### What the exercise asks
Copy each line below in which the string "couldn" occurs.

(Dataset entries)
PR #3058, opened 2024-12-02
Update data-update-intervals.rst

Aerozol:
- Added playlist update intervals
- Added note that stats can take longer on the 1st and the 15th

### DIFF
--- a/docs/general/data-update-intervals.rst
+++ b/docs/general/data-update-intervals.rst
@@ -8,10 +8,12 @@ System                                          Update schedule
 =============================================== =========================================
 Receiving listens, updating listen counts		Immediate*
 Deleting listens					            Removed at the top of the next hour (UTC)
-Updating statistics for new listens			    Daily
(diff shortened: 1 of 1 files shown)


Aerozol:
To check: I couldn't get an answer on matrix re. if the daily playlists generate based on the user's timezone, or at a central time.

If this is correct then all is well:
"Daily playlists: Every morning, based on the users timezone setting"

MonkeyDo:
> To check: I couldn't get an answer on matrix re. if the daily playlists generate based on the user's timezone, or at a central time.
> 
> If this is correct then all is well: "Daily playlists: Every morning, based on the users timezone setting"

Sorry, that's my fault I forgot to answer!
I just re-read the code: the daily jams job is run every hour, and takes into account user timezones.

So it should be run daily at midnight in the user's timezone.
@amCap1712 would be able to confirm or if I can't read code for shit :p

amCap1712 (approved):

PR #3062, opened 2024-12-03
LB-1639: Rename "missing data" to "link listens" and add it to explore page

MonkeyDo:
As discussed in the ticket, we want easier access to this page, hence adding it to the explore page.

While discussing it, I reported that a user suggested the name "missing data" is confusing, all the more since we improved the page's functionality to allow linking whole albums.

Renamed the routes and text, but also the component and variables to match.

image

image

I've also added a small explanation tooltip next to the text "automatically linked":
image


Aerozol:
Oh wow, thanks for jumping on this so quick!

I like it - I like that the text just says "Link listens" and then the full page says "Link with MusicBrainz" (keeping it simple until users are on the page with room for a bigger description/a link to MB). It also matches with the link icon we use for unmatched listens.

Seems good to me!

frontend/js/src/settings/link-listens/LinkListens.tsx
```diff
@@ -198,10 +203,26 @@ export default function LinkListensPage() {
         <title>Link with MusicBrainz</title>
       </Helmet>
       <h2 className="page-title">Link with MusicBrainz</h2>
+      <ReactTooltip id="matching-tooltip" multiline>
+        We try our best to match every listen with a MusicBrainz recording in
+        order to enrich the information about the track, album and artist.
```
Aerozol, line 208: Me with the red pen, as always... suggestions:
"We automatically match listens with MusicBrainz recordings when possible, which provides data like track, album, artist, cover art, and more."

frontend/js/src/settings/link-listens/LinkListens.tsx
```diff
@@ -198,10 +203,26 @@ export default function LinkListensPage() {
...
+        <br />
+        Sometimes the auto-matching fails to recognize tracks, but you can
+        manually link them below.
+        <br />
+        Other times, this data does not exist in MusicBrainz and needs to be
+        added.
```
Aerozol, line 214: Suggestions:
"When a track can't be auto-matched you can manually link them here."
"Recordings may not exist in MusicBrainz, and need to be added there first."

frontend/js/src/settings/link-listens/LinkListens.tsx
MonkeyDo: This is specifically why I request a review from you !

anshg1214 (approved):
🚀

PR #3065, opened 2024-12-04
LB-1698: Switching between different stat timeframes can sometimes break the stats displayed

anshg1214:
[LB-1698](https://tickets.metabrainz.org/browse/LB-1698)


MonkeyDo (approved):
Good to go ! :+1:

PR #3066, opened 2024-12-04
LB-1695: A hopeful attempt at avoiding deadlocks when updating similar_user data

mayhem:
Right now rotating the similar user data into place is done in 3 separate transactions, which leaves open a pile of chances for deadlocks to occur. The first thing we should do is carry out these tasks in one transaction and see if the problem persists. If it does, we'll take a second look at it.


mayhem:
Unless I restart the prod web container I can't test this -- any thoughts on how to test this?

amCap1712 (approved):

PR #3069, opened 2024-12-08
Store sitewide stats in a separate db

amCap1712:
Currently sitewide stats are stored alongside user stats in a couchdb database. When a day's user stats have been generated, the old day's database is removed, deleting the older sitewide stats as well. Between then and the time today's sitewide stats are generated they are unavailable to view on the site. To avoid this issue store sitewide stats in a different db.

### DIFF
--- a/listenbrainz/db/couchdb.py
+++ b/listenbrainz/db/couchdb.py
@@ -130,6 +130,20 @@ def fetch_data(prefix: str, user_id: int):
     return None
 
 
+def fetch_exact_data(database: str, document_id: str):
+    """ Retrieve data from couchdb for the exact given database and document id.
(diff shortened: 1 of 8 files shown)


listenbrainz/db/couchdb.py
```diff
@@ -130,6 +130,20 @@ def fetch_data(prefix: str, user_id: int):
     return None
 
 
+def fetch_exact_data(database: str, document_id: str):
```
mayhem, line 133: Good -- last time I looked at the couchdb code it wasn't very friendly for adding new types of data, so this stuff helps a lot.

mayhem (approved):
LGTM!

### Written answer
To check: I couldn't get an answer on matrix re. if the daily playlists generate based on the user's timezone, or at a central time.
> To check: I couldn't get an answer on matrix re. if the daily playlists generate based on the user's timezone, or at a central time.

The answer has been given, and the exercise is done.